## THE TASK:
Filter the entries and keep only the lines where the string "lifecycle" appears.

(Saved data entries)
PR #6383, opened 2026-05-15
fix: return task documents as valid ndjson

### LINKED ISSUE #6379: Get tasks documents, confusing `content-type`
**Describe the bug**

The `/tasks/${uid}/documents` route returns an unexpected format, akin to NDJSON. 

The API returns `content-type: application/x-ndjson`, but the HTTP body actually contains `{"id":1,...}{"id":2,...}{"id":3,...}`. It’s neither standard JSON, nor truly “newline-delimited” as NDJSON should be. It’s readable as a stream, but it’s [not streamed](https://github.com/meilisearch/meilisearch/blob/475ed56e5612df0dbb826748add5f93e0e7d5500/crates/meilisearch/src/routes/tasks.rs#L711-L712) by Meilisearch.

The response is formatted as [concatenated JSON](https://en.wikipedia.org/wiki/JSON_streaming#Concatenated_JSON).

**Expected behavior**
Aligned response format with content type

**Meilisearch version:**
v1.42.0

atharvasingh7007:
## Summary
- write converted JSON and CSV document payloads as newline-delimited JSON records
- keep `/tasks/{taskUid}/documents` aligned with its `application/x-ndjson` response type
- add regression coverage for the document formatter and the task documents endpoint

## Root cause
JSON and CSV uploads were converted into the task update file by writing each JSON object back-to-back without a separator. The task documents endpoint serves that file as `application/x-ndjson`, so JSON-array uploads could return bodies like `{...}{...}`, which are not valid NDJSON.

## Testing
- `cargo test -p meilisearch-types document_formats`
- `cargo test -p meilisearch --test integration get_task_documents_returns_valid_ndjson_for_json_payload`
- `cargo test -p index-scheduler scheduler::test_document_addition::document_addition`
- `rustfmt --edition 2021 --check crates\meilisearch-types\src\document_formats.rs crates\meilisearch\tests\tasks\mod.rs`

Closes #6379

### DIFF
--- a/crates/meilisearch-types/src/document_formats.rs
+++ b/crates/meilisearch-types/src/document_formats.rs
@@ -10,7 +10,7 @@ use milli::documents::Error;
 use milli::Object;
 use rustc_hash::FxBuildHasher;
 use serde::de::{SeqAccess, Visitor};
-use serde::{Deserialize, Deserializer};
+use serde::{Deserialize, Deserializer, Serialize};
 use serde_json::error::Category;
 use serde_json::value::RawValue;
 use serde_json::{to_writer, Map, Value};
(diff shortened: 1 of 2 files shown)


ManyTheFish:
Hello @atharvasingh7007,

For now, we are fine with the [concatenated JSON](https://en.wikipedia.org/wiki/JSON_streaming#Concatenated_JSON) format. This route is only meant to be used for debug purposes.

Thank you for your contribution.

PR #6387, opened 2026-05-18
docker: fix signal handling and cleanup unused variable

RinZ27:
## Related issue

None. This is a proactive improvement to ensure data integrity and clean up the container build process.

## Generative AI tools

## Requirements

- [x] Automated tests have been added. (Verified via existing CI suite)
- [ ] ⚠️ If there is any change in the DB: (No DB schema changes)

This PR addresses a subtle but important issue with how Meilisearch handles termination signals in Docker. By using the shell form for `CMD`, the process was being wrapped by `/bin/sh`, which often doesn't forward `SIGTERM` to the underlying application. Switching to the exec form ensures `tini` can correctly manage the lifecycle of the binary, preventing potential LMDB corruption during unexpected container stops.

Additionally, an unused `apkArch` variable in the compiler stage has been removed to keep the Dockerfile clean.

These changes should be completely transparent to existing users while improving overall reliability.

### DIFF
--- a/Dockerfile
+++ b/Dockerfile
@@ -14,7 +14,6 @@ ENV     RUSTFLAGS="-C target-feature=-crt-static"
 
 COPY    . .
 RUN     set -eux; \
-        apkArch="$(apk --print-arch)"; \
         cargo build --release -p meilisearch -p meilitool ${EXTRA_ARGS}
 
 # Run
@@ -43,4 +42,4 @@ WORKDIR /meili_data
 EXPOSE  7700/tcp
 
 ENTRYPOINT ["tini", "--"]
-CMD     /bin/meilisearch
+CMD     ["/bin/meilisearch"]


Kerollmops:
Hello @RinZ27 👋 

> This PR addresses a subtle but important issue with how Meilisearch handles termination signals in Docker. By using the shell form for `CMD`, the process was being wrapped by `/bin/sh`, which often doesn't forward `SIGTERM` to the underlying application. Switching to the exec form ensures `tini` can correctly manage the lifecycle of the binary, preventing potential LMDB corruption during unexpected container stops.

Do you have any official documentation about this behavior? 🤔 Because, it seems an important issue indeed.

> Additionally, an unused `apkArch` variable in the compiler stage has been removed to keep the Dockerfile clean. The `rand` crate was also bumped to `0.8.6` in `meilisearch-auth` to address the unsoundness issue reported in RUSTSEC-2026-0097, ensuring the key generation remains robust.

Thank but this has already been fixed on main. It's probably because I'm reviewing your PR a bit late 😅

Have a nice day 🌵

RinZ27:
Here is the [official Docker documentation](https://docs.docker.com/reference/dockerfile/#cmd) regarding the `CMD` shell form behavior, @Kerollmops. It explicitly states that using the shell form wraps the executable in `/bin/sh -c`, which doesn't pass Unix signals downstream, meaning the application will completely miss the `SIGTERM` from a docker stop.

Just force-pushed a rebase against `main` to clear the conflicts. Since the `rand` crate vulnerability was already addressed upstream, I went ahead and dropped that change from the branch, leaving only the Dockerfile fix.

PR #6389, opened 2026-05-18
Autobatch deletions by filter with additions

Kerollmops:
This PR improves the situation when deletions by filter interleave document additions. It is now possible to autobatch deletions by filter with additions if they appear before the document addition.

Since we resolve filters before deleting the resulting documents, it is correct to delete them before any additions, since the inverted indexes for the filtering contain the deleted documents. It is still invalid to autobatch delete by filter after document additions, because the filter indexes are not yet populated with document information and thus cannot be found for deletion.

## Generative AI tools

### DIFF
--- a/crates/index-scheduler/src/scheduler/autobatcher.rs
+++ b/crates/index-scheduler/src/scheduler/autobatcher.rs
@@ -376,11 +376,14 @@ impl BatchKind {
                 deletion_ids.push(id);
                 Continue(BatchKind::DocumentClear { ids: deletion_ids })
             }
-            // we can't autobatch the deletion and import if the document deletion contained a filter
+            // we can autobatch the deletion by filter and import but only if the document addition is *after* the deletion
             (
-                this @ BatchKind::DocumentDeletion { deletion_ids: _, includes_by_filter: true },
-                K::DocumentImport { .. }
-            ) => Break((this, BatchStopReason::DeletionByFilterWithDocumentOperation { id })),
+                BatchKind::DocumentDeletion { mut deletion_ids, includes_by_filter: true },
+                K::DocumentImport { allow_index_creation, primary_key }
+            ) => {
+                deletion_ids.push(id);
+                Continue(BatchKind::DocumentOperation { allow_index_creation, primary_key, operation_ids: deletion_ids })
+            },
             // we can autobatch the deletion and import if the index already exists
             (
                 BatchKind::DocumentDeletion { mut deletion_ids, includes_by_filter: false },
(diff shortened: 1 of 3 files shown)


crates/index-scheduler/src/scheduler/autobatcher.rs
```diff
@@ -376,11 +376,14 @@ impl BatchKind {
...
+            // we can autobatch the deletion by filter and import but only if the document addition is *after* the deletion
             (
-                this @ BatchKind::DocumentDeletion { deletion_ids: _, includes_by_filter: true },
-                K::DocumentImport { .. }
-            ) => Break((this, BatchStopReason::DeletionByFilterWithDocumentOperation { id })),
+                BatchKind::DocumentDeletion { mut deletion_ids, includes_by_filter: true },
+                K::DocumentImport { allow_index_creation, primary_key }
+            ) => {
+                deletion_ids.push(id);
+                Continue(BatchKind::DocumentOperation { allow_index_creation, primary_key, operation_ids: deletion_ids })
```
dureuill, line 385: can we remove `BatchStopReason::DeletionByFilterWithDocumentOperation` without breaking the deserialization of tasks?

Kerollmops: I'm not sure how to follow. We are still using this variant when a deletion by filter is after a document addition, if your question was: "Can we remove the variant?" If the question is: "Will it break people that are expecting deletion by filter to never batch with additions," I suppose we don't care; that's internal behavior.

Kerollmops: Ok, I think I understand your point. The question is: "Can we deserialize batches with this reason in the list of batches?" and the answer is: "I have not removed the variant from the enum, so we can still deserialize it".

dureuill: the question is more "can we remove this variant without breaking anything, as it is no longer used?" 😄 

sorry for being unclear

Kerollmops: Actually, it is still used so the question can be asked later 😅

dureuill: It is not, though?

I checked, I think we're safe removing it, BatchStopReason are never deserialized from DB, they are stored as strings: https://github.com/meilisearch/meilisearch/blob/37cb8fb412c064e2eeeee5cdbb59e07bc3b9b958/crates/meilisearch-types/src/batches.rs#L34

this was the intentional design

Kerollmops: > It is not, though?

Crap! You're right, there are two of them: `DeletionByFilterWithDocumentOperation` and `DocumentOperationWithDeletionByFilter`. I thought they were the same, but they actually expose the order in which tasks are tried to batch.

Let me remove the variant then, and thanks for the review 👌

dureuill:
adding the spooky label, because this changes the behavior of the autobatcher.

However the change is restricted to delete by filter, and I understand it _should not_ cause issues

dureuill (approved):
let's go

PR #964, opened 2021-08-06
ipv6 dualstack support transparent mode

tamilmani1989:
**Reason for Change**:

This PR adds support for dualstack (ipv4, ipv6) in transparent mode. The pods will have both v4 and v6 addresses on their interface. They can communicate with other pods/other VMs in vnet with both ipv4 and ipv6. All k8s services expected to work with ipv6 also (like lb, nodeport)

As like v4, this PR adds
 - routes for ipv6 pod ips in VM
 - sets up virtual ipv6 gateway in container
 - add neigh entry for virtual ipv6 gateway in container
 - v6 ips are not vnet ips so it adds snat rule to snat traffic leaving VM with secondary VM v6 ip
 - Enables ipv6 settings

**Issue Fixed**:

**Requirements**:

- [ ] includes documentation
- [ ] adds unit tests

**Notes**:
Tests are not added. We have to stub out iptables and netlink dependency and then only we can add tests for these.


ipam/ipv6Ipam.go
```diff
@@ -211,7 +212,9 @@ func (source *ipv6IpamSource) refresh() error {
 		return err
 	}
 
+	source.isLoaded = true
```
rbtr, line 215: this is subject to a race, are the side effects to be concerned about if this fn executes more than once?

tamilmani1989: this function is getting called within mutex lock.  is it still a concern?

## EXPECTED ANSWER:
This PR addresses a subtle but important issue with how Meilisearch handles termination signals in Docker. By using the shell form for `CMD`, the process was being wrapped by `/bin/sh`, which often doesn't forward `SIGTERM` to the underlying application. Switching to the exec form ensures `tini` can correctly manage the lifecycle of the binary, preventing potential LMDB corruption during unexpected container stops.
> This PR addresses a subtle but important issue with how Meilisearch handles termination signals in Docker. By using the shell form for `CMD`, the process was being wrapped by `/bin/sh`, which often doesn't forward `SIGTERM` to the underlying application. Switching to the exec form ensures `tini` can correctly manage the lifecycle of the binary, preventing potential LMDB corruption during unexpected container stops.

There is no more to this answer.